◆ EXERCISE DATA ◆
Content starts

PR #435, opened 2021-01-11
[SYCL 2020][USM] Add support for host prefetches, add prefetch_host extension

illuhad:
# Support for host prefetches using host queue

This adds support for prefetching shared USM allocations on the host device. For this, the user needs to construct a second queue running on the host device with a context that is shared with the device queue:

```c++
sycl::queue q = ...; //construct device queue
void* shared_mem = sycl::malloc_shared(...);
// prefetch to device
q.prefetch(shared_mem, size);
q.parallel_for(...);
q.wait();
{
    sycl::queue host_queue{q.get_context(), sycl::host_selector{}};
    // prefetch back to host
    host_queue.prefetch(shared_mem, size);
    host_queue.wait();
}
```

To make this use case work, the host device is now always added to device contexts. This should not have any practical implications apart from avoiding error checks that would trigger otherwise because we are operating on a device that is outside the device context.

# prefetch_host extension

Since this is a bit cumbersome (and potentially suboptimal in terms of performance because of the additional `wait()` calls), this PR also adds the `prefetch_host()` extension which allows prefetching back to host directly from the device queue:

```c++
  sycl::queue q{sycl::property_list{sycl::property::queue::in_order{}}};
  int *shared_mem = sycl::malloc_shared(size, q);

  q.parallel_for<class usm_prefetch_host_test_kernel>();
  q.prefetch_host(shared_mem, size);
```


illuhad:
@hipSYCL-ci-bot test please

PR #445, opened 2021-01-26
Make cuda|hip_device_manager thread_local

### LINKED ISSUE #444: Multi-GPU Regression (CUDA Error 400)
**Bug summary**
There appears to be a regression in 9cd4aff67 that causes CUDA Error 400 (`cudaErrorInvalidResourceHandle`) when running hipSYCL on a system with multiple GPUs, whenever the last GPU is selected.

**To Reproduce**
Simply run this on any system with more than one NVIDIA GPU, and make sure to select the last one (this is for 4 GPUs, but I would presume it happens for other setups as well):
```c++
	sycl::queue queue(sycl::platform::get_platforms()[0].get_devices()[3]); // Pick last device
	queue.submit([&](sycl::handler& cgh) { cgh.single_task<class Bug>([=] {}); });
	queue.wait_and_throw();
	return EXIT_SUCCESS;
}
```

Running this with `CUDA_VISIBLE_DEVICES=0` (or any other single device id) fixes the problem.

**Describe your setup**
hipSYCL @ 91258d2
4x NVIDIA RTX 2070 running on CUDA 10.2, driver version 450.80.02.

**Additional context**
I haven't had time to thoroughly investigate the cause for this, but I can say that removing [the check](https://github.com/illuhad/hipSYCL/blob/f2904b3e68f1825feb8bfcda2393b5abd9c86c7e/src/runtime/cuda/cuda_device_manager.cpp#L51) inside `cuda_device_manager::activate_device` whether the given device is already active fixes the issue. (By the way, this also fixes any issues I've had with the unit tests @illuhad). From looking at the debug log of hipSYCL, I think what is happening is that each device is activated once during device discovery, with the last one then remaining the "active" one until any actual device interaction is made. Once the kernel is submitted, the device should be activated again, however since it already is active, the call to `cudaSetDevice` is skipped. I suspect that this check may not be adequate as CUDA tracks streams on a per-thread basis, so tracking a single active device id across all threads wont' suffice in all situations (unless `cuda_device_manager` were to be made `thread_local`).

psalz:
CUDA/HIP keep track of the active device on a per-thread basis. While the `cuda|hip_device_manager`  classes were originally never intended to be used from multiple threads, they in fact are (for example within the `cuda|hip_queue` constructors). This can lead to subtle bugs when running hipSYCL on a machine with multiple CUDA/HIP devices.

To remedy this, the `cuda|hip_device_manager` singletons are now stored as `thread_local`, meaning there is a unique instance for each new thread.

Fixes #444.

---

Side note: I may have gone slightly overboard with the unit tests, but the functionality is actually pretty cool: When running the tests using `./rt_tests --log-level=test_suite` on my machine I now get this:

image

And when running with less than 2 GPUs (i.e. `CUDA_VISIBLE_DEVICES=0 ./rt_tests --log-level=test_suite`) it will say:

image

### DIFF
--- a/include/hipSYCL/runtime/cuda/cuda_device_manager.hpp
+++ b/include/hipSYCL/runtime/cuda/cuda_device_manager.hpp
@@ -1,7 +1,7 @@
 /*
  * This file is part of hipSYCL, a SYCL implementation based on CUDA/HIP
  *
- * Copyright (c) 2019 Aksel Alpay
+ * Copyright (c) 2019-2021 Aksel Alpay and contributors
  * All rights reserved.
  *
  * Redistribution and use in source and binary forms, with or without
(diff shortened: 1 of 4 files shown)


psalz:
(Jeez that was sloppy, as soon as I view the code in the GitHub UI I see tons of copy-pasta errors 😅)

illuhad:
@hipSYCL-ci-bot test please

illuhad:
Thank you!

Content ends

Nothing should be missing: every line above must be reproduced exactly.

PR #435, opened 2021-01-11
[SYCL 2020][USM] Add support for host prefetches, add prefetch_host extension

illuhad:
# Support for host prefetches using host queue

This adds support for prefetching shared USM allocations on the host device. For this, the user needs to construct a second queue running on the host device with a context that is shared with the device queue:

```c++
sycl::queue q = ...; //construct device queue
void* shared_mem = sycl::malloc_shared(...);
// prefetch to device
q.prefetch(shared_mem, size);
q.parallel_for(...);
q.wait();
{
    sycl::queue host_queue{q.get_context(), sycl::host_selector{}};
    // prefetch back to host
    host_queue.prefetch(shared_mem, size);
    host_queue.wait();
}
```

To make this use case work, the host device is now always added to device contexts. This should not have any practical implications apart from avoiding error checks that would trigger otherwise because we are operating on a device that is outside the device context.

# prefetch_host extension

Since this is a bit cumbersome (and potentially suboptimal in terms of performance because of the additional `wait()` calls), this PR also adds the `prefetch_host()` extension which allows prefetching back to host directly from the device queue:

```c++
  sycl::queue q{sycl::property_list{sycl::property::queue::in_order{}}};
  int *shared_mem = sycl::malloc_shared(size, q);

  q.parallel_for<class usm_prefetch_host_test_kernel>();
  q.prefetch_host(shared_mem, size);
```


illuhad:
@hipSYCL-ci-bot test please

PR #445, opened 2021-01-26
Make cuda|hip_device_manager thread_local

### LINKED ISSUE #444: Multi-GPU Regression (CUDA Error 400)
**Bug summary**
There appears to be a regression in 9cd4aff67 that causes CUDA Error 400 (`cudaErrorInvalidResourceHandle`) when running hipSYCL on a system with multiple GPUs, whenever the last GPU is selected.

**To Reproduce**
Simply run this on any system with more than one NVIDIA GPU, and make sure to select the last one (this is for 4 GPUs, but I would presume it happens for other setups as well):
```c++
	sycl::queue queue(sycl::platform::get_platforms()[0].get_devices()[3]); // Pick last device
	queue.submit([&](sycl::handler& cgh) { cgh.single_task<class Bug>([=] {}); });
	queue.wait_and_throw();
	return EXIT_SUCCESS;
}
```

Running this with `CUDA_VISIBLE_DEVICES=0` (or any other single device id) fixes the problem.

**Describe your setup**
hipSYCL @ 91258d2
4x NVIDIA RTX 2070 running on CUDA 10.2, driver version 450.80.02.

**Additional context**
I haven't had time to thoroughly investigate the cause for this, but I can say that removing [the check](https://github.com/illuhad/hipSYCL/blob/f2904b3e68f1825feb8bfcda2393b5abd9c86c7e/src/runtime/cuda/cuda_device_manager.cpp#L51) inside `cuda_device_manager::activate_device` whether the given device is already active fixes the issue. (By the way, this also fixes any issues I've had with the unit tests @illuhad). From looking at the debug log of hipSYCL, I think what is happening is that each device is activated once during device discovery, with the last one then remaining the "active" one until any actual device interaction is made. Once the kernel is submitted, the device should be activated again, however since it already is active, the call to `cudaSetDevice` is skipped. I suspect that this check may not be adequate as CUDA tracks streams on a per-thread basis, so tracking a single active device id across all threads wont' suffice in all situations (unless `cuda_device_manager` were to be made `thread_local`).

psalz:
CUDA/HIP keep track of the active device on a per-thread basis. While the `cuda|hip_device_manager`  classes were originally never intended to be used from multiple threads, they in fact are (for example within the `cuda|hip_queue` constructors). This can lead to subtle bugs when running hipSYCL on a machine with multiple CUDA/HIP devices.

To remedy this, the `cuda|hip_device_manager` singletons are now stored as `thread_local`, meaning there is a unique instance for each new thread.

Fixes #444.

---

Side note: I may have gone slightly overboard with the unit tests, but the functionality is actually pretty cool: When running the tests using `./rt_tests --log-level=test_suite` on my machine I now get this:

image

And when running with less than 2 GPUs (i.e. `CUDA_VISIBLE_DEVICES=0 ./rt_tests --log-level=test_suite`) it will say:

image

### DIFF
--- a/include/hipSYCL/runtime/cuda/cuda_device_manager.hpp
+++ b/include/hipSYCL/runtime/cuda/cuda_device_manager.hpp
@@ -1,7 +1,7 @@
 /*
  * This file is part of hipSYCL, a SYCL implementation based on CUDA/HIP
  *
- * Copyright (c) 2019 Aksel Alpay
+ * Copyright (c) 2019-2021 Aksel Alpay and contributors
  * All rights reserved.
  *
  * Redistribution and use in source and binary forms, with or without
(diff shortened: 1 of 4 files shown)


psalz:
(Jeez that was sloppy, as soon as I view the code in the GitHub UI I see tons of copy-pasta errors 😅)

illuhad:
@hipSYCL-ci-bot test please

illuhad:
Thank you!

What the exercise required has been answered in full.